The anthracyclines (including daunomycin, doxorubicin, epirubicin and idarubicin) discovered over 25 years ago still remain amongst the most powerful anticancer agents used in the clinic. Primarily they act as topoisomerase II poisons, but can be also activated by formaldehyde leading to the formation of even more cytotoxic anthracycline-DNA adducts.

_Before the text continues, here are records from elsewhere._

PR #976, opened 2024-06-27
Warning button variant

paulrobertlloyd:
## Description

On our staff facing service, we use interruption screens that warn a user before they proceed to undertake an action that is destructive and/or cannot be undone. On these pages, we use also a red warning button to further indicate that a destructive action will take place:

Screenshot of a screen asking if a user wants to delete a vaccine.

This follows [a similar pattern from the GOV.UK Design System](https://design-system.service.gov.uk/components/button/#warning-buttons):

> ### Warning buttons
>
> Warning buttons are designed to make users think carefully before they use them. They only work if used very sparingly. Most services should not need one.

This PR proposes adding an equivalent `--warning` variant to `nhsuk-button`. In the corresponding Service Manual guidance for this component, we can start by using the same guidance as that used in the GOV.UK Design System.

## Technical note

The SCSS for each button variant currently includes a lot of repeated properties that shouldn’t need redeclaring given each modifier inherits from the base class. That’s a separate issue, so for this PR, I’ve maintained the same implementation and redeclared properties for this variant.

## Checklist

- [x] CHANGELOG entry


frankieroberto (approved):
Looks good to me, and this would be useful in our service too.

anandamaryon1:
Thanks @paulrobertlloyd this helpful. We'll need to hold this until we can add the guidance to the design system: https://github.com/nhsuk/nhsuk-service-manual/issues/1995

Should be able to [use the gov.uk guidance](https://design-system.service.gov.uk/components/button#warning-buttons), I don't think there's anything else specific we'd need to add/amend?

frankieroberto:
Guidance added in this PR: https://github.com/nhsuk/nhsuk-service-manual/pull/1999

@anandamaryon1 I think this is un-blocked now?

anandamaryon1:
Ah, one small thing, do you mind if I/we change the example button label to align with the design system documentation? 
@paulrobertlloyd @frankieroberto 

(It's something we want to do moving forward, to ensure both are aligned to avoid confusion).

frankieroberto:
@anandamaryon1 ah do you mean change from "Delete account" to "Yes, delete this vaccine"?

app/components/button/warning.njk
```diff
@@ -0,0 +1,22 @@
...
+
+{% block body %}
+
+  <div class="nhsuk-width-container">
+    <main class="nhsuk-main-wrapper" id="maincontent">
+
+      <div class="nhsuk-grid-row">
+        <div class="nhsuk-grid-column-two-thirds">
+          {{ button({
+            "text": "Delete account",
```
frankieroberto, line 14:
```suggestion
            "text": "Yes, delete this vaccine",
```

packages/components/button/README.md
```diff
@@ -130,6 +130,31 @@ Find out more about the button component and when to use it in the [NHS digital
...
+</button>
+```
+
+#### Nunjucks macro
+
+```
+{% from 'components/button/macro.njk' import button %}
+
+{{ button({
+  "text": "Delete account",
```
frankieroberto, line 151:
```suggestion
  "text": "Yes, delete this vaccine",
```

anandamaryon1 (approved):

frankieroberto (approved):

frankieroberto (approved):

frankieroberto:
Merged, thanks @paulrobertlloyd and @anandamaryon1!

PR #978, opened 2024-07-05
Support classes and attributes in header primary links

frankieroberto:
## Description

This adds support for adding optional custom CSS classes or other HTML attributes to the list item tags of the primary links within the Header component.

This gives the header navigation a bit more flexibility to be customised by services, who may wish to do things like highlighting the current section, having some items left-aligned and some right aligned, colour-coding the sections, adding data attributes for testing purposes, or other things we’ve not yet thought of. 

The options are enabled by supporting `classes` and `attributes` as params within the `primaryLinks` objects in the Nunjucks macro, like this:

```nunjucks
{{ header({
  "showNav": "true",
  "showSearch": "false",
  "primaryLinks": [
    {
      "url"  : "https://www.nhs.uk/conditions",
      "label" : "Health A-Z",
      "classes": "app-header__navigation-item--current",
      "attributes": {
        "aria-current": "true"
      }
    },
    {
      "url" : "https://www.nhs.uk/live-well/",
      "label" : "Live Well"
    }
  ]
}) }}
```

## Checklist

- [x] CHANGELOG entry


paulrobertlloyd (dismissed):
This would be super helpful, using all kinds of hacks at the moment to try and style individual navigation items.

Might also be a good idea to bring in the `attributes` macro used by GOV.UK Frontend (and added in #969) via a separate PR so that boolean attributes are supported properly.

edwardhorsford:
> This would be super helpful, using all kinds of hacks at the moment to try and style individual navigation items.
> 
> Might also be a good idea to bring in the `attributes` macro used by GOV.UK Frontend (and added in #969) via a separate PR so that boolean attributes are supported properly.

@paulrobertlloyd I actually brought it in as part of #969 - though I now think it's probably better to bring it in as a separate pr sooner so that it can apply to other components and not be blocked by task list.

frankieroberto:
@edwardhorsford nice - if you can pull that into a separate PR and get that merged, I can use the macro in the one.

anandamaryon1 (approved):

PR #979, opened 2024-07-05
Remove .nhsuk-u-top-and-bottom utility class

frankieroberto:
I spotted that the `.nhsuk-u-top-and-bottom` utility class isn't actually included within the build as it was removed from `core/all.scss` in 2018 (https://github.com/nhsuk/nhsuk-frontend/commit/df303c1f342f0365707234c9e1b6f4c7feab6b51).

From the looks of it, the `top-and-bottom()` mixin was likely only intended for use within other components, and I can’t see any evidence of it having been used as a standalone utility class (see [GitHub search](https://github.com/search?q=nhsuk-u-top-and-bottom&type=code).

So I think this is safe to remove?

## Checklist

- [x] CHANGELOG entry


sarawilcox:
Hi @roshaanbajwa, were you going to check this one?

roshaanbajwa (approved):

PR #980, opened 2024-07-09
Fix changelog: Move bugfix entry to the right spot

frankieroberto:
Fix: the changelog entry in #979 was added to the previous release rather than the unreleased section.


frankieroberto:
@roshaanbajwa sorry, messed up the changelog entry in the previous PR. 🤦

edwardhorsford (approved):

PR #4228, opened 2020-06-02
Issue #SB-19079 fix: Code sanitize for removal of editors from portal

rajeshkumaravel:
- Issue #SB-19079 fix: Code sanitize for removal of editors from portal


src/app/routes/clientRoutes.js
```diff
@@ -165,9 +165,9 @@ function getLocals(req) {
   locals.deviceId = '';
   locals.deviceProfileApi = envHelper.DEVICE_PROFILE_API;
   locals.slug = slug ? slug : '';
-  locals.collectionEditorCDN = envHelper.CONTENT_EDITORS_CDN_URL.COLLECTION_EDITOR;
-  locals.contentEditorCDN = envHelper.CONTENT_EDITORS_CDN_URL.CONTENT_EDITOR;
-  locals.genericEditorCDN = envHelper.CONTENT_EDITORS_CDN_URL.GENERIC_EDITOR;
+  locals.collectionEditorURL = envHelper.CONTENT_EDITORS_URL.COLLECTION_EDITOR;
```
anoophm, line 168: we can keep one base path and change relative path based on type of editor. These reduces number of env variable we need to maintain. 
Base: https://domain/editor/ :- this will be our base path and env variable in portal backend

relative paths for 3 editors
1. collection: collection-editor/index.html
2. content: content-editor/index.html
3. generic: generic-editor/index.html
these three can be kept in editor.config.json

@rajeevsathish @rajeshkumaravel let me know if this is possible.

rajeshkumaravel: We do not have relative path for editors.
We are referring BLOB URL.

PR #4283, opened 2020-06-08
Issue #SB-18846 fix: Added userData to playerConfig for only logged in user

rajeshkumaravel:


src/app/client/src/app/modules/player-helper/components/player/player.component.ts
```diff
@@ -82,6 +84,23 @@ export class PlayerComponent implements OnInit, AfterViewInit, OnChanges {
...
       }
     }
+    // Check for loggedIn user; and append user data to context object
+    // User data (`firstName` and `lastName`) is used to show at the end of quiz
+    if (this.playerConfig && this.userService.loggedIn) {
+      this.userService.userData$.subscribe((user: any) => {
+        if (user && !user.err) {
+          const userProfile = user.userProfile;
+          this.playerConfig.context['userData'] = {
+            identifier: userProfile.identifier ? userProfile.identifier : '',
```
rajeevsathish, line 94: Why do we need userName to be sent
and also what is the use of an identifier?

PR #4308, opened 2020-06-11
Issue #SB-19488 fix: Added content routes for whitelisting

rajeshkumaravel:
- Issue #SB-19488 fix: Added content routes for whitelisting


src/app/helpers/apiWhiteList.js
```diff
@@ -0,0 +1,52 @@
...
+ * 2. If API is does not exists then request is terminated and 401 UNAUTHORIZED response is sent
+ * @since release-3.1.0
+ */
+const isAPIWhiteListed = () => {
+  return function (req, res, next) {
+    const REQ_URL = req.originalUrl;
+    if (_.get(ROUTE, REQ_URL)) {
+      next();
+    } else {
+      logger.error({
```
vinukumar-vs, line 26: Use UtilService.logError method for standard portal log format

src/app/helpers/apiWhiteList.js
```diff
@@ -0,0 +1,52 @@
...
+const dateFormat  = require('dateformat');
+const ROUTE       = require('./whitelistApis');
+
+/**
+ * @description - Function to check whether incoming API is whitelisted (or) not
+ * 1. If incoming API is present in API_LISTS (whitelistApis); then request is passed further
+ * 2. If API is does not exists then request is terminated and 401 UNAUTHORIZED response is sent
+ * @since release-3.1.0
+ */
+const isAPIWhiteListed = () => {
```
vinukumar-vs, line 20: Change the name to isValid or IsExist

src/app/routes/contentRoutes.js
```diff
@@ -37,6 +38,7 @@ module.exports = (app) => {
         }))
 
     app.all('/content/*',
+        isAPIWhitelisted.isAPIWhiteListed(),
```
vinukumar-vs, line 41: after naming changes, it should be like
apiWhiteList.isValid()

src/app/helpers/apiWhiteList.js
rajeshkumaravel: I would recommend having method name as **isAllowed**; which conveys whether API is allowed or not.
Please confirm on this.
_P.S. Awaiting response._

src/app/helpers/apiWhiteList.js
rajeshkumaravel: As a reference from whitelistUrl.js the logger used is ```const logger = require('sb_logger_util_v2');```
And also the UtilService.logError is nowhere used;

vinukumar-vs: Use logError method going foward.

rajeshkumaravel: Changes updated.

src/app/helpers/apiWhiteList.js
rajeshkumaravel: Changes updated.

PR #4309, opened 2020-06-11
Issue #SH-312 feat: Review T&C re-acceptance workflow for LIU and MAU

sudip-mukherjee:


src/app/client/src/app/modules/shared-feature/components/tnc-popup/terms-conditions-popup.component.ts
```diff
@@ -75,7 +75,7 @@ export class TermsAndConditionsPopupComponent implements OnInit, OnDestroy {
       }
     };
     if (this.userService.userProfile.managedBy) {
-      requestBody.request['userId'] = this.userService.userProfile.managedBy;
+      requestBody.request['userId'] = this.userService.userid;
```
sudip-mukherjee, line 78: @deveshMantra please review this segment.

deveshMantra: Its okay as in release-3.0.0 we are using same code seems like 3.0.0 is not merged with 3.1.0.
Sending managed-user id for TNC accept and not sneding user id if it is parent user.

src/app/client/src/app/app.component.ts
```diff
@@ -290,12 +290,14 @@ export class AppComponent implements OnInit, OnDestroy {
...
-      this.showTermsAndCondPopUp = true;
-    } else {
-      this.checkFrameworkSelected();
-    }
+    this.userService.userData$.subscribe((user: IUserData) => {
+      if (_.has(this.userService.userProfile, 'promptTnC') && _.has(this.userService.userProfile, 'tncLatestVersion') &&
+        _.has(this.userService.userProfile, 'tncLatestVersion') && this.userService.userProfile.promptTnC === true) {
+        this.showTermsAndCondPopUp = true;
+      } else {
+        this.checkFrameworkSelected();
```
deveshMantra, line 298: just cross check if it will not call device location API multiple time on every switch

src/app/client/src/app/modules/shared-feature/components/tnc-popup/terms-conditions-popup.component.ts
```diff
@@ -75,7 +75,7 @@ export class TermsAndConditionsPopupComponent implements OnInit, OnDestroy {
       }
     };
     if (this.userService.userProfile.managedBy) {
```
harishgilimi, line 77: this check is not required

deveshMantra: we have confirmed with backed team we should only send the user id for child users only.
If we need to send user id always(for child and managed users) we might need to change SSO sign-up and self sign up flows as well to send user id always to have consistency.

PR #4330, opened 2020-06-12
Issue #SB-19202 Add Chat bot to portal service

rajeevsathish:


rajeevsathish:
Merging this PR as only the variables are added so we cannot write test case for the same

PR #4332, opened 2020-06-12
Issue #SH-393 fix:user read api should be called with token

deveshMantra:


src/app/proxy/proxyUtils.js
```diff
@@ -35,6 +35,10 @@ const decorateRequestHeaders = function () {
     if(!srcReq.get('X-App-Id')){
       proxyReqOpts.headers['X-App-Id'] = appId
     }
+    if (srcReq.session.managedToken) {
+      proxyReqOpts.headers['x-authenticated-for'] = srcReq.session.managedToken
```
deveshMantra, line 39: this key is correct?

PR #4368, opened 2020-06-18
Issue #SB-0000 fix:changed the headers forwarding

deveshMantra:


rajeevsathish:
#SB-19616 change the device profile api to send the X-REAL-IP

PR #4390, opened 2020-06-22
Issue #SB-19033 feat: Add publisher in board filter

souravdey091:


rajeevsathish:
TODO @souravdey091  you need to remove the hardcoding of the publisher and also the component to be moved to SB-forms repo

PR #4504, opened 2020-07-03
Issue #SB-19724 fix:location popup should not come

deveshMantra:


src/app/client/src/app/app.component.ts
```diff
@@ -234,7 +234,15 @@ export class AppComponent implements OnInit, OnDestroy {
           }
         }
       }
-      this.showUserTypePopup = !localStorage.getItem('userType');
+      // TODO: code can be removed in 3.1 release from user-onboarding component as it is handled here.
+      zip(this.tenantService.tenantData$, this.orgDetailsService.orgDetails$).subscribe((res) => {
```
vinukumar-vs, line 238: Revisit this logic in the next release properly. I can see multiple places subscribe of orgDetailsService & tenantService. We have to keep the workflow proper at one place for loggedIn or non-loggedIn user.

rajeevsathish, line 238: getOrgDetails, TenantService subscribed  multiple places as per @vinukumar-vs please check @deveshMantra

The next generation of DNA intercalators were synthesised based on the structure on the anthracyclines and this lead to the identification of the synthetic anthracenedione known as mitoxantrone. The mode of action of mitoxantrone mimics the anticancer activity of the anthracyclines. Mitoxantrone is a DNA intercalating topoisomerase II poison that forms lesions in double-stranded DNA resulting in cell death. A novel mechanism was discovered whereby mitoxantrone can also be activated by formaldehyde. Mitoxantrone has lower toxicity when compared to other anthracyclines but still exerts toxic side-effects such as cardiotoxicity and myelosupression. The second generation anthracenedione, pixantrone exhibits great anticancer potency in mice models without cardiotoxicity. It can be activated by formaldehyde resulting in the formation of adducts with DNA specifically at CpG sites, however these DNA adducts are inherently unstable. Currently, pixantrone has passed Phase III clinical trials and it has been approved for the treatments of aggressive non-Hodgkin B-cell lymphomas.

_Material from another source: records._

PR #4528, opened 2020-07-07
Issue #TG-259 fix: google SignIn state information stored in session instead of state query param that gets sent to google

anoophm:
…instead of state query param that gets sent to google

### DIFF
--- a/src/app/routes/googleSignInRoutes.js
+++ b/src/app/routes/googleSignInRoutes.js
@@ -6,6 +6,12 @@ const logger = require('sb_logger_util_v2')
 const utils = require('../helpers/utilityService');
 const GOOGLE_SIGN_IN_DELAY = 3000;
 const uuid = require('uuid/v1')
+/**
+ * keycloack adds this string to track auth redirection and 
+ * with this it triggers auth code verification to get token and create session
+ * google flow this is not required
+ */
+const KEYCLOACK_AUTH_CALLBACK_STRING = 'auth_callback=1'; 
 
 module.exports = (app) => {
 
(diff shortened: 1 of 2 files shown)


src/app/routes/googleSignInRoutes.js
```diff
@@ -161,3 +172,33 @@ const handleGoogleProfileError = (error) => {
   });
   throw error.error || error.message || error;
 };
+
+var handleGoogleAuthEvent = () => {
```
vinukumar-vs, line 176: Where are we using this function?

src/app/routes/googleSignInRoutes.js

This study focuses on the development of a new class of compounds based upon mitoxantrone and pixantrone. Strategies were employed to overcome challenging steps in the synthesis of these new compounds. The second part of the project focuses on the biological effects of the new compounds. A new assay was developed to adapt an original conventional DNA crosslinking (adduct-detecting) assay to a high throughput system to test the covalent binding characteristics of new compounds. The new assay was then automated to rapidly obtain reliable results. A new compound was identified to form stable DNA crosslinks while also retaining its topoisomerase II poisoning characteristics.